* [Problem to solve] The answer must be every line of the records below that holds the word "entries".
====== Stored data
PR #624, opened 2026-07-28
fix(runtime): Stop reading other containers as our own

### LINKED ISSUE #621: [BUG] Container detection false-positives on hosts running unrelated Docker containers (live repro of #529, never fixed)
## What happened

On a normal Linux development machine, running the server natively (not inside any container), `--login` completes successfully and writes a valid session (`cookies.json`, `source-state.json`, and a populated Chromium profile all under `~/.linkedin-mcp/`). Every tool call afterward still fails with:

```
No valid LinkedIn session is available in Docker. Run --login on the host machine to create a session, then retry this tool.
```

This happens even though the session is genuinely present and valid, and persists after clearing stale `SingletonLock` / `profile.lock` files and restarting the server process.

## This is the same bug as #529, which was never actually fixed

#529 diagnosed this exact root cause (same functions, same lines, same fix direction) as a code-audit finding, then was self-retracted by the reporter as "filed in error" before any patch landed. I independently hit the live, reproduced version of it today and confirmed the flagged code is unchanged in the current release (`mcp-server-linkedin` 4.20.0, `linkedin_mcp_server/session_state.py`, same lines as #529 described). Re-opening as a confirmed, real-world repro rather than only an audit finding.

## Root cause

`_is_container_runtime()` (https://github.com/stickerdaniel/linkedin-mcp-server/blob/main/linkedin_mcp_server/session_state.py#L158-L184) treats any occurrence of the strings `"docker"`, `"containerd"`, `"kubepods"`, `"podman"`, `"libpod"` anywhere in `/proc/1/mountinfo` or `/proc/self/mountinfo` as proof the current process itself is running inside a container:

```python
for probe in (
    Path("/proc/1/mountinfo"),
    Path("/proc/self/mountinfo"),
):
    if _path_contains_markers(probe, markers) or _root_mount_uses_overlay(probe):
        return True
```

`mountinfo` lists every mount visible in the process's mount namespace, not just its own root. On a normal (non-containerized) host that simply has the Docker daemon running with any containers active for unrelated purposes, those containers' overlay filesystems show up as ordinary mount entries under `/var/lib/docker/rootfs/overlayfs/<id>`, so the substring `docker`/`overlay` is present in the file regardless of whether the *current process* is containerized. This is an extremely common developer setup: any machine running Docker Compose for local Postgres/Redis/Kafka/etc. alongside this server will trip it.

The correctly-scoped check already exists right next to the broken one: `_root_mount_uses_overlay()` (lines 199-219) checks whether the process's own root (`/`) mount is of type `overlay`, the actually meaningful signal. The `_path_contains_markers(probe, markers)` call on the mountinfo probes is redundant with it and is what produces the false positive.

Confirmed on the affected machine:
- `/.dockerenv`, `/run/.containerenv`, `/run/containerenv` — none exist
- `/proc/self/cgroup` — a normal user-session cgroup path, no docker/containerd controller-path membership
- `findmnt /` — real `ext4` root filesystem, not overlay
- `/proc/self/mountinfo` — contains `docker`/`overlay` substrings only because of unrelated Docker containers running on the same host for other local services

So `get_runtime_id()` (line 132) appends `-container`, `get_runtime_policy()` (`bootstrap.py`) resolves to `RuntimePolicy.DOCKER`, and `ensure_tool_ready_or_raise()` routes into `_raise_if_docker_auth_missing()`, which never looks at the real, valid, already-authenticated profile at all since that check only runs in `RuntimePolicy.MANAGED`.

There's no environment variable or config flag to override the detected runtime policy, so once this misfires it's permanent: every tool call fails with a misleading "please log in" message even though login already succeeded, with no way to unblock short of patching the source.

## Local validation

Removing the `_path_contains_markers(probe, markers)` half of the mountinfo check (keeping `_root_mount_uses_overlay(probe)`) and restarting the server process resolved it immediately in our environment, consistent with the fix #529 already proposed.

## Suggested fix

Per #529's own suggestion, which still applies: drop the unanchored `docker`/`containerd` substring scan of mountinfo; restrict positive container evidence to the explicit marker files (`/.dockerenv`, `/run/.containerenv`, `/run/containerenv`), line-anchored cgroup controller-path membership (not a raw substring scan), and the existing root-overlay check. As a belt-and-suspenders improvement, an explicit override (e.g. `LINKEDIN_MCP_RUNTIME_POLICY=managed`) would let affected users unblock themselves immediately without waiting on a release.

Happy to open a PR with this change if useful.

— Cipher Solutions (https://ciphersolutions.dev)

stickerdaniel:
Closes #621

On a Linux machine that is not a container but simply runs a Docker daemon for other things — a local Postgres, a Redis — every tool call answered "No valid LinkedIn session is available in Docker. Run --login on the host machine" while a perfectly valid session sat on disk. No flag or variable reached that decision, so the only way out was editing installed source.

Detection searched `/proc/*/mountinfo` and `/proc/*/cgroup` for the substrings `docker`, `containerd` and friends anywhere in the file. Those files describe what the mount namespace can *see*, not what this process *is*: other containers' overlay mounts are ordinary entries on their host. The correctly scoped check already sat next to the broken one.

Every signal now describes this process. The root mount is judged from its own `/` line, using the fields the kernel controls rather than the mount source, which is a label the other end chooses. Cgroup membership is matched as whole path segments, so `docker.service` reads as what it is — the daemon, running on a host — and systemd's `app-docker\x2ddesktop.scope` no longer counts.

`LINKEDIN_MCP_CONTAINER=false` (or `true`) overrides the result. A heuristic over other people's kernels will be wrong somewhere, and the point of this bug is that being wrong was unrecoverable.

LXC and LXD are now detected, which they never were on any previous version.

## Verification

Reproduced and then re-verified on real Linux — an Ubuntu VM with Docker, containerd, LXC 5.0.3 and a local NFS export — not simulated `/proc`. That testing found four real problems in the first attempts, two of which would have shipped:

- A containerd container using the `native` snapshotter bind-mounts its rootfs onto the host filesystem, so checking for an overlay *type* alone read it as a host. False negatives are the worse direction: the container would then hunt for a browser keychain that does not exist.
- The root check initially read the mount *source*. On NFS that is a server-chosen export path, so a workstation whose root came from `nas:/var/lib/containers/workstations/alice` classified as a container — the original failure, reintroduced by a different route. Verified fixed against a real NFSv3 mount with that exact shape.
- A `docker-` cgroup prefix matched any host service, so an ordinary `docker-backup.scope` counted as a container. Instance segments now require a full container id, measured at 64 hex characters.
- `/run/systemd/container` looked like the authoritative signal and is not one for this question. An OrbStack Linux machine reports `lxc` there while being a full system with its own systemd, a persistent disk and a desktop-class user. Trusting it classified that machine as a container and blocked every tool call. The marker answers whether a boundary exists; what matters here is whether a browser and a keychain sit on the other side, and no single flag says that.

Confirmed on real Linux: plain Docker, the repo's own image, `--cgroupns host`, the vfs storage driver, rootless Podman with a real 64-hex libpod scope, raw containerd with the native snapshotter, and a genuine nested LXC container all detect as containers. A host running an unrelated Redis container, a host scope named `docker-backup.scope`, an NFS-rooted host, and the OrbStack machine hosting that LXC container all stay hosts.

Two limits worth stating rather than glossing: systemd-nspawn is covered by fixtures only, because the sandbox denies the cgroup mount nspawn needs, and a host whose `/` is genuinely an overlay still reads as a container — as it did before this change. `LINKEDIN_MCP_CONTAINER` is the lever for both.

`test_get_runtime_id_ignores_non_root_overlay_mounts` already asserted the invariant this bug violated, but used a path under `/var/lib/containers` with no marker word, so it passed either way. It now has a sibling using a real Docker host's mountinfo, and both fail if the old scan is restored.

### DIFF
--- a/README.md
+++ b/README.md
@@ -212,6 +212,10 @@ while a container is running.
 - *First tool call with no session*: if a locally logged-in browser has a live LinkedIn session, the server auto-imports it (see `AUTO_IMPORT_FROM_BROWSER` / `--auto-import`) instead of forcing a manual login. On macOS the keychain may prompt once for Safe Storage access. If no importable browser session exists, it falls back to opening a login window and waits up to `LOGIN_INLINE_WAIT` seconds (default 25, max 45; `--login-inline-wait`) so a quick sign-in resolves in one call. If the wait elapses, the tool returns a pending signal and the model retries in about 30 seconds. Neither the auto-import nor the inline wait applies under Docker or when the server is bound to a non-loopback HTTP host; create the session on the host with `--login`.
 - Users on slow connections may need higher values for either.
 
+**Told to run `--login` on the host when you already did:**
+
+- If tool calls answer "No valid LinkedIn session is available in Docker" on a machine that is *not* a container, the runtime was misdetected. This happened on Linux hosts running a Docker daemon for unrelated services. Set `LINKEDIN_MCP_CONTAINER=false` to override the detection; `true` forces the opposite.
+
 **Using a proxy:**
 
 > **Most people should not use one.** LinkedIn's own guidance for reducing
@@ -279,6 +283,10 @@ On startup, the MCP Bundle starts preparing the shared Patchright Chromium brows
 - *Entire tool calls timing out* (e.g. multi-section profiles, cold-start Chromium, slow containers): increase the per-tool execution timeout — `--tool-timeout 300` or `TOOL_TIMEOUT=300` (seconds, default 180).
 - *First tool call with no session*: if a locally logged-in browser has a live LinkedIn session, the server auto-imports it (see `AUTO_IMPORT_FROM_BROWSER` / `--auto-import`) instead of forcing a manual login. On macOS the keychain may prompt once for Safe Storage access. If no importable browser session exists, it falls back to opening a login window and waits up to `LOGIN_INLINE_WAIT` seconds (default 25, max 45; `--login-inline-wait`) so a quick sign-in resolves in one call. If the wait elapses, the tool returns a pending signal and the model retries in about 30 seconds. Neither the auto-import nor the inline wait applies under Docker or when the server is bound to a non-loopback HTTP host; create the session on the host with `--login`.
 - Users on slow connections may need higher values for either.
+
+**Told to run `--login` on the host when you already did:**
+
+- If tool calls answer "No valid LinkedIn session is available in Docker" on a machine that is *not* a container, the runtime was misdetected. This happened on Linux hosts running a Docker daemon for unrelated services. Set `LINKEDIN_MCP_CONTAINER=false` to override the detection; `true` forces the opposite.
 
 </details>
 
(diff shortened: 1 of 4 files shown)


stickerdaniel:
* **#624** <a href="https://app.graphite.com/github/pr/stickerdaniel/linkedin-mcp-server/624?utm_source=stack-comment-icon" target="_blank">Graphite</a> 👈 <a href="https://app.graphite.com/github/pr/stickerdaniel/linkedin-mcp-server/624?utm_source=stack-comment-view-in-graphite" target="_blank">(View in Graphite)</a>
* `main`


<h2></h2>

stickerdaniel:
@greptileai review

stickerdaniel:
@greptileai review

PR #628, opened 2026-07-29
feat(daemon): Elect one owner and serve it over loopback

stickerdaniel:
The second piece of #606, after #622 shipped the read-only half. This one starts a process: a detached owner that holds the daemon lock for its lifetime, drives Chromium, and serves an authenticated endpoint on a loopback port. `daemon_enabled` is still off, and the frontend still runs its own tools, so nothing changes for anyone who leaves the flag alone.

Election is two sides rather than one function, because the process that wins the lock is not the process that serves: `cli_main` runs the stdio server blocking, so the winner cannot also serve owner HTTP. On POSIX the frontend takes the lock first and hands a duplicate to the child, which closes the window in which the position would look free. Windows has no fd transfer, so the frontend takes no lock and the child competes for it. The parent then releases its own descriptor before serving anything, and that line is load-bearing: both descriptors refer to one locked open file description, so a frontend that kept its copy would keep the daemon lock alive after the owner died and lock out every recovery.

The owner binds the port itself, proves the endpoint answers a real authenticated request, and only then publishes and signals ready. Publishing earlier advertises a server that refuses tokens.

Version skew is decided here rather than left implicit. `package_version` was published and never compared, so with `@latest` mandatory a freshly updated frontend could be served by a months-old owner indefinitely. A newer frontend now asks the owner to stand down and elects a replacement; an older one attaches, because restarting a shared browser to satisfy one stale client is the worse trade.

## What running it found

Twenty-two defects, each reproduced before it was fixed. Three were ways the daemon's credentials could leave the machine or reach the wrong process:

- **the working directory could hijack the owner.** `python -m` puts the inherited cwd first on `sys.path`, so a workspace containing `linkedin_mcp_server/daemon_owner.py` was imported in preference to the installed package. That code received the inherited lock descriptor and the entire configuration on stdin, proxy password included, merely because an MCP client happened to start there. `-P` alone does not close it — `PYTHONPATH=.` puts the workspace back — so the spawn runs in isolated mode.
- **loopback requests honoured `HTTP_PROXY`**, including for `127.0.0.1`. Reproduced against a capture proxy, which received the absolute URL and the bearer token for a logged-in LinkedIn session in full.
- **the child inherited `PROXY_PASSWORD` and `PROXY_SERVER`**, the latter of which accepts embedded credentials in its documented form.

Six were ways it could hang, wedge, or double up. Four of those defeated a bound that existed to prevent exactly that:

- **the handshake cleanup undid its own timeout.** `child.stdout.close()` waits on the reader thread's I/O lock, so it blocked for as long as the child stayed silent: 29.27 s against a 30 s sleeper, unbounded against a child that never speaks.
- **the configuration write ran before any budget applied**, and a child that never read it was then left holding the inherited lock forever. Bounding the write fixed the visible hang; the lock stayed wedged until the child was stopped too.
- **the owner's own timeouts ended the wait but not the process.** `asyncio.run` then cancels the pending task and waits, unbounded, for that cancellation — and `close_browser` suppresses cancellation by design, with an unbounded cookie export in front of it.
- **a handshake timeout was read as failure**, so the frontend would have driven its own browser against the profile the still-starting child was about to open.
- **Windows was never detached.** `start_new_session` is POSIX-only; CPython names the parameter `unused_start_new_session` there.

And one that was silently wrong rather than stuck: **the owner ignored the browser mode it was handed.** That lives in a module global defaulting to headless, which `_make_browser` reads instead of the configuration. An owner started with `--no-headless` published a fingerprint saying so, the frontend compared it and attached, and the browser opened headless anyway — no window, no error.

The rest: retrying stopped after one attempt whenever a wait budget was given, which also meant a frontend that lost the race never took over when the winner died; a crashed owner's descriptor was handed back as attachable; a version turnover then spent 90 s re-reading the descriptor it had just rejected; the stand-down route compared tokens as strings and answered 500 rather than 401 on any non-ASCII character.

Ten tests that passed against broken code were rewritten until they failed. `assert attempts >= 1` held for an implementation that gave up immediately — strengthening it exposed the retry bug above. A probe count held when nothing was probed at all. One test killed the very child whose survival was the defect.

## Measured

Eight clients electing concurrently produce exactly one owner. A child that dies after adopting the lock leaves it free, and so does one stopped before it could adopt. The owner survives SIGKILL to its client's whole process group and reparents to pid 1. Five rounds of kill-and-re-elect never produced two browsers. Twenty failed spawns leak no descriptor and no lock. A wedged shutdown exits with the lock free.

Not measured, and stated in the code: Windows detachment and the Windows handshake release, both of which have only the documented mechanism behind them rather than an observed outcome; and Linux under a supervisor that kills a cgroup rather than a process group. These are gates before the flag is turned on by default; none is a regression while it is opt-in.

### DIFF
--- a/linkedin_mcp_server/cli_main.py
+++ b/linkedin_mcp_server/cli_main.py
@@ -14,6 +14,7 @@ from linkedin_mcp_server.bootstrap import (
 from linkedin_mcp_server.core import AuthenticationError
 from linkedin_mcp_server.authentication import clear_auth_state
 from linkedin_mcp_server.config import get_config
+from linkedin_mcp_server.config.schema import AppConfig
 from linkedin_mcp_server.drivers.browser import (
     experimental_persist_derived_runtime,
     close_browser,
@@ -282,6 +283,48 @@ def profile_info_and_exit() -> None:
     sys.exit(1)
 
 
+def _elect_daemon_owner_if_enabled(config: AppConfig) -> None:
+    """Make sure one shared owner is running, when the daemon is switched on.
+
+    Off by default, and inert when off. What it establishes when on is the half
+    of the daemon that has to work before forwarding can be built: exactly one
+    owner process per profile, reachable, with the lock held by the process that
+    actually serves.
+
+    This process still runs its own tools. Until the forwarding role exists, an
+    enabled daemon therefore costs an idle owner beside the ordinary server and
+    buys nothing, which is why the flag stays experimental and off. Nothing here
+    can make things worse for a user who leaves it alone.
+
+    Never fatal. Every failure inside is a reason to serve this client the way
+    the server always has, and a client that could not start because a shared
+    browser could not be elected would be a worse outcome than not sharing one.
+    """
+    from linkedin_mcp_server.daemon import daemon_would_be_used
+
+    if not daemon_would_be_used(config):
+        return
+
+    try:
+        from linkedin_mcp_server.daemon_election import obtain_owner
+        from linkedin_mcp_server.session_state import auth_root_dir
+
+        profile = get_profile_dir()
+        outcome = obtain_owner(auth_root_dir(profile), profile, config)
+    except Exception:
+        logger.warning("The shared browser owner is unavailable", exc_info=True)
+        return
+
+    if outcome.worth_connecting:
+        logger.info("A shared browser owner is running")
+    else:
+        logger.warning(
+            "No shared browser owner could be started (%s); this server will "
+            "drive its own browser",
+            outcome.attachment_lookup.state.value,
+        )
+
+
 def get_version() -> str:
     """Get version from installed metadata with a source fallback."""
     try:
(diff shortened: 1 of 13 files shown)


stickerdaniel:
* **#628** <a href="https://app.graphite.com/github/pr/stickerdaniel/linkedin-mcp-server/628?utm_source=stack-comment-icon" target="_blank">Graphite</a> 👈 <a href="https://app.graphite.com/github/pr/stickerdaniel/linkedin-mcp-server/628?utm_source=stack-comment-view-in-graphite" target="_blank">(View in Graphite)</a>
* `main`


<h2></h2>

stickerdaniel:
@greptileai review

stickerdaniel:
### Merge activity

* **Jul 29, 2:04 PM UTC**: A user started a stack merge that includes this pull request via [Graphite](https://app.graphite.com/github/pr/stickerdaniel/linkedin-mcp-server/628).
* **Jul 29, 2:04 PM UTC**: @stickerdaniel merged this pull request with [Graphite](https://app.graphite.com/github/pr/stickerdaniel/linkedin-mcp-server/628).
============
* [Solved exercise]
`mountinfo` lists every mount visible in the process's mount namespace, not just its own root. On a normal (non-containerized) host that simply has the Docker daemon running with any containers active for unrelated purposes, those containers' overlay filesystems show up as ordinary mount entries under `/var/lib/docker/rootfs/overlayfs/<id>`, so the substring `docker`/`overlay` is present in the file regardless of whether the *current process* is containerized. This is an extremely common developer setup: any machine running Docker Compose for local Postgres/Redis/Kafka/etc. alongside this server will trip it.
Detection searched `/proc/*/mountinfo` and `/proc/*/cgroup` for the substrings `docker`, `containerd` and friends anywhere in the file. Those files describe what the mount namespace can *see*, not what this process *is*: other containers' overlay mounts are ordinary entries on their host. The correctly scoped check already sat next to the broken one.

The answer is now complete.